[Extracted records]
= = =

PR #641, opened 2017-03-01
protocol/tx: add cross-entry pointers in parallel with their hashes

bobg:
The pointers are outside each entry's `body` and `witness`. This is an alternative to the approach in https://github.com/chain/chain/pull/623.

### DIFF
--- a/protocol/tx/header.go
+++ b/protocol/tx/header.go
@@ -13,7 +13,7 @@ type header struct {
 
 	// Results contains (pointers to) the manifested entries for the
 	// items in body.Results.
-	Results []entry
+	Results []entry // each entry is *output or *retirement
 }
 
 func (header) Type() string         { return "txheader" }
--- a/protocol/tx/header.go
+++ b/protocol/tx/header.go
@@ -10,6 +10,10 @@ type header struct {
 		MinTimeMS, MaxTimeMS uint64
 		ExtHash              bc.Hash
 	}
+
+	// Results contains (pointers to) the manifested entries for the
+	// items in body.Results.
+	Results []entry
 }
 
 func (header) Type() string         { return "txheader" }
@@ -17,12 +21,20 @@ func (h *header) Body() interface{} { return h.body }
 
 func (header) Ordinal() int { return -1 }
 
-func newHeader(version uint64, results []bc.Hash, data bc.Hash, minTimeMS, maxTimeMS uint64) *header {
+func newHeader(version uint64, results []entry, data bc.Hash, minTimeMS, maxTimeMS uint64) *header {
 	h := new(header)
 	h.body.Version = version
-	h.body.Results = results
 	h.body.Data = data
 	h.body.MinTimeMS = minTimeMS
 	h.body.MaxTimeMS = maxTimeMS
+
+	if len(results) > 0 {
+		h.Results = results
+		h.body.Results = make([]bc.Hash, 0, len(results))
+		for _, r := range results {
+			h.body.Results = append(h.body.Results, entryID(r))
+		}
+	}
+
 	return h
 }
--- a/protocol/tx/header.go
+++ b/protocol/tx/header.go
@@ -28,12 +28,9 @@ func newHeader(version uint64, results []entry, data bc.Hash, minTimeMS, maxTime
 	h.body.MinTimeMS = minTimeMS
 	h.body.MaxTimeMS = maxTimeMS
 
-	if len(results) > 0 {
-		h.Results = results
-		h.body.Results = make([]bc.Hash, 0, len(results))
-		for _, r := range results {
-			h.body.Results = append(h.body.Results, entryID(r))
-		}
+	h.Results = results
+	for _, r := range results {
+		h.body.Results = append(h.body.Results, entryID(r))
 	}
 
 	return h
--- a/protocol/tx/nonce.go
+++ b/protocol/tx/nonce.go
@@ -22,9 +22,7 @@ func (nonce) Ordinal() int { return -1 }
 func newNonce(p program, tr *timeRange) *nonce {
 	n := new(nonce)
 	n.body.Program = p
-	if tr != nil {
-		n.body.TimeRange = entryID(tr)
-		n.TimeRange = tr
-	}
+	n.body.TimeRange = entryID(tr)
+	n.TimeRange = tr
 	return n
 }
--- a/protocol/tx/nonce.go
+++ b/protocol/tx/nonce.go
@@ -8,6 +8,10 @@ type nonce struct {
 		TimeRange bc.Hash
 		ExtHash   bc.Hash
 	}
+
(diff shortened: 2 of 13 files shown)


bobg:
Unfortunately, transaction hashing has slowed down (almost certainly because of redundant hashing of component entries):

```
BenchmarkHashNonemptyTx-8     25921         46452         +79.21%
```

(The `EntryRef` change in https://github.com/chain/chain/pull/623 also slows things down, but by a lesser amount: 23.65%.)

I think this can be addressed in subsequent commits, but I don't plan to check in this one until I've proven out some optimization ideas. Stay tuned.

kr:
I would argue the extra hashing shouldn't block landing this PR until we've proven it makes a material difference to our overall performance.

protocol/tx/spend.go
```diff
@@ -9,17 +9,43 @@ type spend struct {
...
 	}
 	ordinal int
+
+	// SpentOutput contains (a pointer to) the manifested entry
+	// corresponding to body.SpentOutput. It may be nil, in which case
+	// spentInfo must be non-nil.
+	SpentOutput *output
+
+	// spentInfo contains validation-essential data in case the spent
+	// output object is not present (in SpentOutput).
```
kr: Is this an artifact of the mapping logic? I would sort of expect in an all-txgraph world this case "output object is not present" would not occur.

protocol/tx/header.go
```diff
@@ -10,19 +10,31 @@ type header struct {
 		MinTimeMS, MaxTimeMS uint64
 		ExtHash              bc.Hash
 	}
+
+	// Results contains (pointers to) the manifested entries for the
+	// items in body.Results.
+	Results []entry
```
kr: If there are restrictions on what possible types can be in this field (not necessarily all `entry` types), it could be nice to include an end-of-line comment about it. (Doesn't have to be verbose or elaborate.)

```
Results []entry // output or retirement
```

Same goes for the other places.

protocol/tx/spend.go
bobg: In fact "output object is not present" is the default case, and maybe we should consider doing away with the `SpentOutput` pointer. We can't construct a full-fledged `tx.output` from a `bc.TxInput` because the output commitment in the `TxInput` does not include the prevout's refdata. The same goes for reconstructing outputs when spending utxos from the db.

We could consider building a `tx.output` without populating its refdata, but then we'll have an object whose hash isn't what we're claiming in `tx.spend.body.SpentOutput`, which is a prospect I don't care for.

bobg:
Updated, PTAL

protocol/tx/spend.go
kr: > We can't construct a full-fledged `tx.output` from a `bc.TxInput`

Right ok, that's what I was thinking of when I said "artifact of the mapping logic". Once we've converted everything to txgraph, there will be no bc.TxInput, and the transaction will contain a full copy of the previous tx's output entry right? In that case, I would think we won't need this spentInfo type any more.

bobg: No, that's not right. In an all-txgraph world, we'll still be constructing spends from utxos in the database, and those don't contain refdata (nor should they - unless you really hate the `spentInfo` type, and [like me] you also hate the idea of an incompletely populated `output` object in the `spend`).

kr: I am pretty sure we need the previous output in the transaciton. Even aside from the party who's spending the money, any validating node needs a copy of the prevout in order to validate the tx. In txgraph-land, we've elminiated the "Output Commitment" and replaced with a full "output" entry. I don't see any way for a validator to do its job using just the synthesized spentInfo. How would it get the data to put in there?

@danrobinson?

kr: A validator needs to check that the output matches what's in the merkle tree full-state commitment, and to do that it needs to hash the full output object.

bobg: Oh it's not just refdata we'd have to add to the db. To fully reconstruct a correctly hashing prevout we also need the prevout's source refhash and "position" (i.e., the pointer into the previous transaction's mux).

This is certainly doable. An interim commit on the `entries` branch did exactly this. But is it desirable?

bobg: Resolution: yes it's desirable and is being addressed as part of https://github.com/chain/chain/issues/648

bobg:
rebased

bobg:
rebased

bobg:
Updated, PTAL

bobg:
PTAL

kr:
:eyes:

protocol/tx/nonce.go
```diff
@@ -8,16 +8,23 @@ type nonce struct {
...
 func (n *nonce) Body() interface{} { return n.body }
 
 func (nonce) Ordinal() int { return -1 }
 
-func newNonce(p program, tr bc.Hash) *nonce {
+func newNonce(p program, tr *timeRange) *nonce {
 	n := new(nonce)
 	n.body.Program = p
-	n.body.TimeRange = tr
+	if tr != nil {
```
kr: Hmmmm what do you think about adding a case to entryID to return a zero hash when the entry is nil? Then we might be able to get rid of most of these if statements in the constructors.

protocol/tx/transaction.go
```diff
@@ -25,25 +25,28 @@ func ComputeOutputID(sc *bc.SpendCommitment) (h bc.Hash, err error) {
...
+	o := newOutput(program{VMVersion: sc.VMVersion, Code: sc.ControlProgram}, sc.RefDataHash, 0)
+	o.setSourceID(sc.SourceID, sc.AssetAmount, sc.SourcePosition)
 
 	h = entryID(o)
 	return h, nil
 }
 
 // TxHashes returns all hashes needed for validation and state updates.
 func TxHashes(oldTx *bc.TxData) (hashes *bc.TxHashes, err error) {
+	defer func() {
```
kr: This is a little surprising… I didn't think we would be changing how error handling works in this PR. Is it debugging code?

bobg: Actually no - it's newly needed to make `TestTxRangeErrs` pass in `protocol/validation`.

protocol/tx/nonce.go
bobg: Nice suggestion, done.

protocol/tx/header.go
```diff
@@ -10,19 +10,31 @@ type header struct {
...
 	h := new(header)
 	h.body.Version = version
-	h.body.Results = results
 	h.body.Data = data
 	h.body.MinTimeMS = minTimeMS
 	h.body.MaxTimeMS = maxTimeMS
+
+	if len(results) > 0 {
+		h.Results = results
+		h.body.Results = make([]bc.Hash, 0, len(results))
```
bobg: Done.

bobg:
Updated, PTAL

= = =

◆ Activity ◆
Find the lines above with the word "validation". Copy them out.

◆ Response to this task ◆
+	// spentInfo contains validation-essential data in case the spent
 // TxHashes returns all hashes needed for validation and state updates.
bobg: Actually no - it's newly needed to make `TestTxRangeErrs` pass in `protocol/validation`.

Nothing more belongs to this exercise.